A core feature of LINQ is the ability to use the where method to filter data. A set and filtering condition proxy are provided, and the filtered results are matched by inertia during iteration. Each matching filtering condition returns a result. This is a bit like the list <t>. findall method, but LINQ supports evaluate the inertia of all objects that implement the ienumerable <t> interface. Although C #3 and later support LINQ, we can also use existing knowledge to implement the where Statement of LINQ to a certain extent. The Code is as follows:
public static IEnumerable<T> Where<T>(IEnumerable<T> source, Predicate<T> predicate){ if (source == null || predicate == null) throw new ArgumentNullException(); return WhereImpl(source, predicate);}private static IEnumerable<T> WhereImpl<T>(IEnumerable<T> source, Predicate<T> predicate){ foreach (T item in source) { if (predicate(item)) yield return item; }}IEnumerable<String> lines = ReadLines("FakeLinq.cs");Predicate<String> predicate = delegate(String line){ return line.StartsWith("using");};
In the above Code, we divide the entire implementation into two parts: parameter verification and specific logic. Although it looks strange, it is necessary for error handling. If you put these two methods in one method, if you call where <string> (null, null), no problem will occur. At least the expected exception is not thrown. This is because of the inertia evaluation mechanism of iteration blocks. Before the movenext method is called for the first time during user iteration, the code in the method body is not executed, as shown in section 2.2. If you are eager to judge the parameters of the method, nothing can delay the exception, which makes tracking of bugs difficult. The standard practice is the code above. The method is divided into two parts: one is to verify the parameters as the common method, and the other is to use iterative blocks to perform inert processing on the main logical data.
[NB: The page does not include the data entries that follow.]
PR #826, opened 2024-09-30
Implement RFC 8628

nsklikas:
```
BREAKING CHANGES: This patch breaks up `OAuth2AuthorizeExplicitFactory` into
`OAuth2AuthorizeExplicitAuthFactory` and `Oauth2AuthorizeExplicitTokenFactory`
```

## Related Design Document

Implements [RFC 8628](https://datatracker.ietf.org/doc/html/rfc8628).

## Checklist

## Further comments

This PR is based on the work done on https://github.com/ory/fosite/pull/701, by @supercairos and @BuzzBumbleBee. That PR was based on an older version of fosite and was missing some features/tests.

Comments:
- Due to some dependency issues we had to switch to `go.uber.org/mock/gomock` (`github.com/golang/mock/gomock` is deprecated)
- We had to do a small refactor of the `AuthorizeExplicitGrantHandler` to generalize it to reduce code duplication


nsklikas:
Looks like the conformity tests are failing because it tries to use this version of fosite on hydra `master`. But they pass on the hydra [PR](https://github.com/ory/hydra/pull/3851) with this version of fosite. Changes are needed on the hydra config `DefaultProvider` object, how should we fix this?

go.mod
```diff
@@ -69,31 +71,32 @@ require (
...
+	google.golang.org/grpc v1.59.0 // indirect
 	google.golang.org/protobuf v1.33.0 // indirect
 	gopkg.in/ini.v1 v1.67.0 // indirect
 	gopkg.in/yaml.v3 v3.0.1 // indirect
 )
 
-go 1.20
+go 1.21
+
+toolchain go1.21.4
```
aeneasr, line 102: Is 1.21 needed?

handler/rfc8628/strategy_hmacsha.go
```diff
@@ -0,0 +1,242 @@
...
+
+	return h.Enigma.Validate(ctx, strings.TrimPrefix(code, "ory_dc_"))
+}
+
+// ShouldRateLimit is used to decide whether a request should be rate-limited
+func (h *DefaultDeviceStrategy) ShouldRateLimit(context context.Context, code string) (bool, error) {
+	key := code + "_limiter"
+
+	keyBytes := []byte(key)
+	object, err := h.RateLimiterCache.Get(keyBytes)
```
aeneasr, line 179: This won't work in real world scenarios. The cache is in memory which means:

1. It won't work if more than one instance (which is almost always the case) of the library/hydra running
2. It won't persist across restarts

In my view, rate limiting should be the concern of the firewall/ingress/reverse proxy and I think we could simplify this PR a bit by removing this part or making it optional and/or more generic

handler/oauth2/flow_authorize_code_token.go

The subject of the iteration block is intuitive. You can use the predict proxy method to determine the elements one by one in the set. If the conditions are met, the result is returned. If the condition is not met, the next iteration is performed until the condition is met. It is very difficult to implement this logic in C #1, especially to implement its generic version.
The code below demonstrates reading data using the previous Readline method, then using our where method to filter and obtain rows starting with using in line, and using file. readalllines and array. the biggest difference between findall <string> Implementation of this logic is that our method is completely inert and streamlined (streaming ). Each time, only one row is requested and processed in the memory. Of course, if the file is small, there is no difference, but if the file is large, such as the log file on G, the advantages of this method will be apparent.
4. Summary
C # indirect implementation of many design patterns makes it easy to implement these patterns. It has fewer features than direct implementation for a specific design pattern. From the foreach code, we can see that C #1 provides direct support for the iterator mode, but does not effectively support the set of iteration. Implementing a correct ienumerable for a set is time-consuming and error-prone and boring. In C #2, the compiler has done a lot of work for us and implemented a state machine for iteration.
This article also shows a function similar to that of LINQ: Filter collections. Ienumerable <t> is one of the most important interfaces in LINQ. If you want to implement your own LINQ operations on LINQ to object, then, you will sincerely lament the powerful functions of this interface and the usefulness of the iterative Blocks provided by C # language.
This article also shows examples of how to use iterative blocks in actual projects to make the code easier to read and more logically. We hope these examples will help you understand iteration.